• _EXERCISE PROMPT_
Exactly the lines from the start of the data below through the line containing "import logging" must be returned, and no others.

• _EXTRACTED ENTRIES_

== Segment start ==

PR #396, opened 2021-01-13
Chat operations as Celery tasks

rgossiaux:
Figured I might as well do this now. The discord API is fairly
responsive but I'd noticed it was still introducing some lag to a lot of
interactions.

### DIFF
--- a/api/views.py
+++ b/api/views.py
@@ -18,6 +18,7 @@ from .serializers import (
     PuzzleTagSerializer,
 )
 import google_api_lib.task
+import chat.tasks
 
 import logging
 
@@ -67,13 +68,11 @@ class AnswerViewSet(viewsets.ModelViewSet):
                 answer.status = Answer.CORRECT
                 puzzle.answer = answer.text
                 if puzzle.chat_room:
-                    try:
-                        puzzle.chat_room.archive_channels()
-                        msg = f"{puzzle.name} has been solved with {answer.text}!"
-                        puzzle.chat_room.get_service().announce(msg)
-                        puzzle.chat_room.send_message(msg)
-                    except Exception as e:
-                        logger.warn(f"Chat operations failed with error: {e}")
+                    transaction.on_commit(
+                        lambda: chat.tasks.handle_puzzle_solved.delay(
+                            puzzle.id, answer.text
+                        )
+                    )
                 answer.save()
                 transaction.on_commit(
                     lambda: AnswerViewSet._maybe_update_meta_sheets_for_feeder(puzzle)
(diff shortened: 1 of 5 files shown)


chat/models.py
```diff
@@ -116,11 +116,11 @@ def send_message(self, msg):
             service = self.get_service()
             service.send_message(self.text_channel_id, msg)
 
-    def handle_tag_added(self, puzzle, tag):
-        self.get_service().handle_tag_added(self, puzzle, tag)
+    def handle_tag_added(self, puzzle, tag_name):
+        self.get_service().handle_tag_added(puzzle, tag_name)
```
rawxfish, line 120: What's the reason for having handle_tag_added jump around from tasks to the chat model back to discord_chat_service.py?

asdfryan: IMO our initial plan was not to expose the service on any views (or tasks). This is WAI IMO.

chat/tasks.py
```diff
@@ -0,0 +1,54 @@
...
+    try:
+        puzzle.chat_room.unarchive_channels()
+    except Exception as e:
+        logger.warn(f"Chat operations failed with error: {e}")
+
+
+@shared_task
+def handle_tag_added(puzzle_id, tag_name):
+    puzzle = Puzzle.objects.get(id=puzzle_id)
+    puzzle.chat_room.handle_tag_added(puzzle, tag_name)
```
asdfryan, line 48: Should we also wrap this with try except? Same for removed.

asdfryan (approved):
Nice! Approving with 1 (somewhat unrelated) nit. I'd like to get this in ASAP so I can iterate on my discord issues on top of it.

chat/models.py
rawxfish: Gotcha, makes sense

asdfryan (changes requested):
Looks like some tests are failing.

api/views.py
```diff
@@ -224,16 +222,11 @@ def create(self, request, **kwargs):
...
-                    chat_room.get_service().announce(msg)
-                    chat_room.send_message(msg)
-                except Exception as e:
-                    logger.warn(f"Chat operations failed with error: {e}")
+                transaction.on_commit(
+                    lambda: chat.tasks.create_chat_for_puzzle.delay(puzzle.id)
+                )
             else:
                 logger.warn("Chat room not created for puzzle %s" % name)
-                chat_room = None
```
asdfryan, line 236: I think you have to keep this line. Otherwise line 231 will fail.

rgossiaux:
I'm working for the next 4-5 hours--happy to merge after that, but if you
need this in sooner to unblock would you mind fixing your nit and the test
(sorry about that) and merging it? I agree with your suggestions.

asdfryan (approved):
Nits/tests are now fixed. Merging this. :)

rgossiaux:
Thank you!!

PR #401, opened 2021-01-14
Rename channels when puzzles are renamed

asdfryan:


chat/tasks.py
```diff
@@ -58,3 +58,12 @@ def handle_tag_removed(puzzle_id, tag_name):
         puzzle.chat_room.handle_tag_removed(puzzle, tag_name)
     except Exception as e:
         logger.warn(f"Chat operations failed with error: {e}")
+
+
+@shared_task
+def handle_channel_rename(puzzle_id, new_name):
```
rgossiaux, line 64: nit: maybe `handle_puzzle_rename`

api/views.py
```diff
@@ -186,6 +186,15 @@ def partial_update(self, request, pk=None, **kwargs):
                     puzzle.status = data["status"]
                     puzzle.save()
 
+                if puzzle.chat_room and "name" in data:
+                    puzzle.chat_room.name = data["name"]
+                    puzzle.chat_room.save()
+                    transaction.on_commit(
+                        lambda: chat.tasks.handle_channel_rename.delay(
+                            puzzle.id, data["name"]
+                        )
```
rgossiaux, line 195: Not 100% sure about what the chat model expects but should we rename puzzle.chat_room after we actually change the discord channel name successfully in the task?

rgossiaux (commented):
Nice!

api/views.py
asdfryan: As discussed offline -- `chat_room.name` is actually duplicative with puzzle.name. We should probably figure out if we actually need this (and delete it if not).

asdfryan:
Addressed comments. Also am now checking that the new name and old name are different before attempting to rename the channel.

rgossiaux (approved):

PR #403, opened 2021-01-14
Send message upon sheet creation. Also rename task.py -> tasks.py

asdfryan:


google_api_lib/tasks.py
```diff
@@ -50,8 +51,12 @@ def create_google_sheets(self, puzzle_id, name, puzzle_url=None):
     sheet_url = response["webViewLink"]
     if puzzle_url:
         add_puzzle_link_to_sheet(puzzle_url, sheet_url)
-    puzzle = Puzzle.objects.filter(pk=puzzle_id).update(sheet=sheet_url)
+    puzzle = Puzzle.objects.get(pk=puzzle_id)
+    puzzle.sheet = sheet_url
+    puzzle.save()
```
rgossiaux, line 56: nit: i think the other way still works and is one fewer db query (update vs get + update, not 100% sure though)

rgossiaux (approved):
Nice, thanks!

google_api_lib/tasks.py
asdfryan: I needed the puzzle object to call `chat_room` to confirm existence.

rgossiaux: Oops yup, didn't read closely, sounds good

PR #656, opened 2023-01-03
add silk for profiling when DEBUG is true

rawxfish:


rgossiaux (approved):

cardboard/settings.py
```diff
@@ -82,6 +82,11 @@
     "social_django.middleware.SocialAuthExceptionMiddleware",
 ]
 
+
+if DEBUG:
+    INSTALLED_APPS += ["silk"]
+    MIDDLEWARE = ["silk.middleware.SilkyMiddleware"] + MIDDLEWARE
```
erwa, line 88: Is it important that the silk middleware comes first or could we use MIDDLEWARE.append("silk.middleware.SilkyMiddleware") (or +=)?

(Also got curious about += vs. append(): https://stackoverflow.com/questions/725782/in-python-what-is-the-difference-between-append-and - apparently append() is faster)

rawxfish: Yes the middleware placement is more sensitive: https://github.com/jazzband/django-silk

PR #658, opened 2023-01-04
improve performance of default puzzle tag population

rawxfish:
Old code was doing a separate db query for each `get_or_create` on each default tag.

### DIFF
--- a/puzzles/puzzle_tag.py
+++ b/puzzles/puzzle_tag.py
@@ -105,15 +105,31 @@ class PuzzleTag(models.Model):
 
     @staticmethod
     def create_default_tags(hunt):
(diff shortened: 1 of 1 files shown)


erwa (approved):
Sure, though it looks like create_default_tags() is only called when a new hunt is created and then never again so not sure how much performance matters?

rawxfish:
It's also called when you edit the hunt (it's sorta a hacky way to populate or de-populate the default tags)

erwa:
Gotcha. Thanks for optimizing this!

rgossiaux (approved):

erwa:
oh, btw, did you find this performance issue after enabling silk in #656?

rawxfish:
yes

PR #660, opened 2023-01-05
few improvements to active users

rawxfish:
A few changes to make active users backwards compatible or more robust.

### DIFF
--- a/Procfile
+++ b/Procfile
@@ -1,5 +1,5 @@
 release: python manage.py migrate --noinput
 web: gunicorn cardboard.wsgi --log-file -
 worker: celery -A cardboard worker -l INFO --without-heartbeat --without-gossip --without-mingle --concurrency 2
-worker: celery -A cardboard worker -l INFO --without-heartbeat --without-gossip --without-mingle --concurrency 1 -Q activity_updates_queue --beat
+activity_monitor: celery -A cardboard worker -l INFO --without-heartbeat --without-gossip --without-mingle --concurrency 1 -Q activity_updates_queue --beat
 bot: python manage.py rundiscordbot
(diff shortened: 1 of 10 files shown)


Procfile
```diff
@@ -1,5 +1,4 @@
 release: python manage.py migrate --noinput
 web: gunicorn cardboard.wsgi --log-file -
-worker: celery -A cardboard worker -l INFO --without-heartbeat --without-gossip --without-mingle --concurrency 2
```
erwa, line 3: Nice, glad you were able to combine the workers

scripts/add_service_account_contacts.py
```diff
@@ -0,0 +1,35 @@
+import datetime
+
+import googleapiclient
+from django.conf import settings
+from google.oauth2 import service_account
+
+from accounts.models import Puzzler
+
+# For adding all registered user into service account's contact list
```
erwa, line 9: user -> users

google_api_lib/tasks.py
```diff
@@ -461,21 +462,48 @@ def extract_id_from_drive_item_name(drive_item_name) -> Optional[str]:
...
     UserModel = get_user_model()
     try:
         return UserModel.objects.get(social_auth__uid=uid)
     except UserModel.DoesNotExist:
+        pass
+
+    # Fall back to People API
+    # Note that this API depends on the email being added as service account's contact list
+    # It also has a tight request limit
+    time.sleep(2)
```
erwa, line 475: Why do we need to sleep here?

rawxfish: So this branch of the code should only run for backward compatibility with previous year's data. When that happens, we actually call the People API in quick succession and it's easy to hit the API's 90 request / minute quota, probably could do with just 1 second though.

asdfryan (approved):

google_api_lib/tasks.py
erwa: Oh gotcha. Could you mention that the sleep is to prevent exceeding Google API limits?

erwa: I guess you mentioned the tight request limit, nvm

PR #664, opened 2023-01-06
Optional discord

asdfryan:
https://www.loom.com/share/9b7122d9eb3342be99f234c8e261f95d


rawxfish (approved):

erwa:
The default is no Discord channel creation, right? Just wondering if we want to support making channel creation on the default. Did people feel most puzzles' Discord channels weren't used, so it wasn't worthwhile to create Discord channels by default?

rawxfish:
We don't expect them to be used that much this year since a majority of the team will be onsite and will just cause extra discord clutter and notifs.

PR #665, opened 2023-01-07
add more retries, increase time limit for sheet creation

rawxfish:


erwa (approved):
Did you hit some errors while testing something out?

rawxfish:
@asdfryan did. I also recall needing to manually create some sheets during the past mystery hunts.

PR #666, opened 2023-01-07
Adds settings variables to control app branding.

rohit-rao:
(Continuing to upstream my local diffs.)

When I set up a site for my team, it felt wrong to keep the "Cardinality" branding. If you agree, here's an attempt to make the branding configurable. I've kept the defaults unchanged, so there should be no visible changes unless you set the appropriate env variables.

### DIFF
--- a/cardboard/context_processors.py
+++ b/cardboard/context_processors.py
@@ -9,5 +9,10 @@ def google_auth(request):
     }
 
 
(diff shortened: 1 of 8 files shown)


rawxfish (approved):

erwa:
Nice! Thanks for updating the docs too.

PR #669, opened 2023-01-11
whoops

rawxfish:


asdfryan (approved):

chat/models.py
```diff
@@ -176,7 +176,9 @@ def delete_channels(self, check_if_used=False):
                 participants = service.get_text_channel_participants(
                     self.text_channel_id
                 )
-                should_delete_text_channel = participants and len(participants) == 0
+                should_delete_text_channel = (
+                    participants is not None and len(participants) == 0
```
erwa, line 180: Should this be `participants is None or len(participants) == 0`? If participants is None, we _should_ delete the text channel, right?

rawxfish: If participants is None, then the API bugged out, so we should be cautious with deleting.

erwa: What's the difference between the new and old versions then? In the old version (`participants and len(participants) == 0`), if participants was None, `should_delete_text_channel` would still evaluate to `False`, right?

rawxfish: It is different for `participants = []`

erwa: Ah, I see. I think it'd be helpful to add a comment about this subtlety

PR #686, opened 2023-02-17
debug default to false / fix precommit

asdfryan:


.pre-commit-config.yaml
```diff
@@ -17,7 +17,7 @@ repos:
     hooks:
       - id: black
   - repo: https://github.com/pycqa/isort
-    rev: 5.11.2
+    rev: 5.12.0
```
asdfryan, line 20: https://stackoverflow.com/questions/75269700/pre-commit-fails-to-install-isort-5-11-4-with-error-runtimeerror-the-poetry-co

rawxfish (approved):

.pre-commit-config.yaml
akirabaruah: Nice. Thanks!

PR #710, opened 2023-12-13
Minor logging changes from Puzzle Boat 10 (2023)

akirabaruah:


cardboard/settings.py
```diff
@@ -311,6 +311,10 @@ class TaskPriority(Enum):
         },
     },
     "loggers": {
+        "": {
+            "handlers": ["console"],
+            "level": os.getenv("DJANGO_LOG_LEVEL", "INFO"),
```
rgossiaux, line 316: I think this env variable is supposed to be specific to the logging messages that django itself generates so I don't think we should reuse it here as this is for the logging messages we created ourselves. IMO better to either hardcode it, condition it on the DEBUG setting, or create a separate env variable

cardboard/settings.py
```diff
@@ -311,6 +311,10 @@ class TaskPriority(Enum):
         },
     },
     "loggers": {
+        "": {
```
rgossiaux, line 314: it looks like you can alternatively pull this out to the top level in a `root` entry a la https://docs.djangoproject.com/en/5.0/topics/logging/#id3 

don't think there's any functional difference between the two

akirabaruah: Yep. Done.

cardboard/settings.py
akirabaruah: Sounds good. I just changed the variable to `DJANGO_APP_LOG_LEVEL` for flexibility in the future.

rgossiaux (approved):
sweet, thanks!

PR #711, opened 2023-12-21
Fix docker-compose setup

akirabaruah:
The `docker-compose` workflow seems broken without these updates.


cardboard/settings.py
```diff
@@ -155,6 +155,10 @@
 ]
 STATICFILES_STORAGE = "whitenoise.django.CompressedManifestStaticFilesStorage"
 
+# TODO: Fix the missing manifest issues. This is a workaround.
+# https://github.com/cardinalitypuzzles/cardboard/issues/712
+WHITENOISE_MANIFEST_STRICT = False
```
rgossiaux, line 160: I think we should probably just leave this alone, the `collectstatic` change should almost certainly fix this

akirabaruah: Unfortunately, if I remove this, I still see the `ValueError: Missing staticfiles manifest entry for 'favicon.ico'` message at run time. So I think there's a couple layers to this problem:

1. Actually generating static files and associated paths, which was covered by `collectstatic`.
2. Configuring the manifest correctly. I'm not sure how to debug that bit, but turning off `WHITENOISE_MANIFEST_STRICT` does seem to workaround it until we properly fix it?

akirabaruah: To unblock devs, I think we should submit this workaround, but then try to fix the manifest issue ASAP. I'm happy to keep digging into it for https://github.com/cardinalitypuzzles/cardboard/issues/712 (can add it to MITMH 2024 milestone and assign myself), unless you have other ideas.

rgossiaux: well I think the problem is that you need to run `collectstatic` on your machine. If you're saying that the docker change doesn't actually fix that for you, then we should undo the docker change, although I'm surprised that isn't enough--did you restart the container? 

In any case, when the container is running, you can also run `docker-compose exec web python manage.py collectstatic` to run collectstatic manually

akirabaruah: > If you're saying that the docker change doesn't actually fix that for you, then we should undo the docker change, although I'm surprised that isn't enough--did you restart the container?

I tested each change in isolation (making sure to stop, prune, and restart containers each time) and found that we need both changes to avoid the issue.

But it looks like @kcaze found the proper fix for the 2nd issue in https://github.com/cardinalitypuzzles/cardboard/pull/715, so we can close this PR and merge that one.

akirabaruah:
See https://github.com/cardinalitypuzzles/cardboard/pull/715

PR #715, opened 2023-12-21
Staticfiles fix

kcaze:
It looks like there were 2 main issues with static files:
1. The staticfiles configs we set were getting clobbered by `django_heroku.settings()`. Setting `staticfiles=False` means we're using our own settings.
2. The staticfile config we did have wasn't correct. It was missing `STATIC_ROOT` and the backend storage config was also incorrect. See https://whitenoise.readthedocs.io/en/latest/django.html for details.

I also updated docker-entrypoint.sh to use the `--no-input` flag when running `collectstatic`.


cardboard/settings.py
```diff
@@ -146,14 +146,19 @@
...
 STATICFILES_DIRS = [
     os.path.join(BASE_DIR, "cardboard/static"),
     os.path.join(BASE_DIR, "hunts/static"),
 ]
-STATICFILES_STORAGE = "whitenoise.django.CompressedManifestStaticFilesStorage"
+STORAGE = {
+    "staticfiles": {
+        "BACKEND": "whitenoise.storage.CompressedManifestStaticFilesStorage",
+    }
+}
```
akirabaruah, line 161: Is this change required? Or is it basically the "new way" to do things? (in which case, seems reasonable to switch)

cardboard/settings.py
```diff
@@ -172,7 +177,7 @@
 # Configure Django App for Heroku.
 import django_heroku
 
-django_heroku.settings(locals(), test_runner=False)
+django_heroku.settings(locals(), test_runner=False, staticfiles=False)
```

== Segment end ==

• _TASK RESULT_
PR #396, opened 2021-01-13
Chat operations as Celery tasks

rgossiaux:
Figured I might as well do this now. The discord API is fairly
responsive but I'd noticed it was still introducing some lag to a lot of
interactions.

### DIFF
--- a/api/views.py
+++ b/api/views.py
@@ -18,6 +18,7 @@ from .serializers import (
     PuzzleTagSerializer,
 )
 import google_api_lib.task
+import chat.tasks
 
 import logging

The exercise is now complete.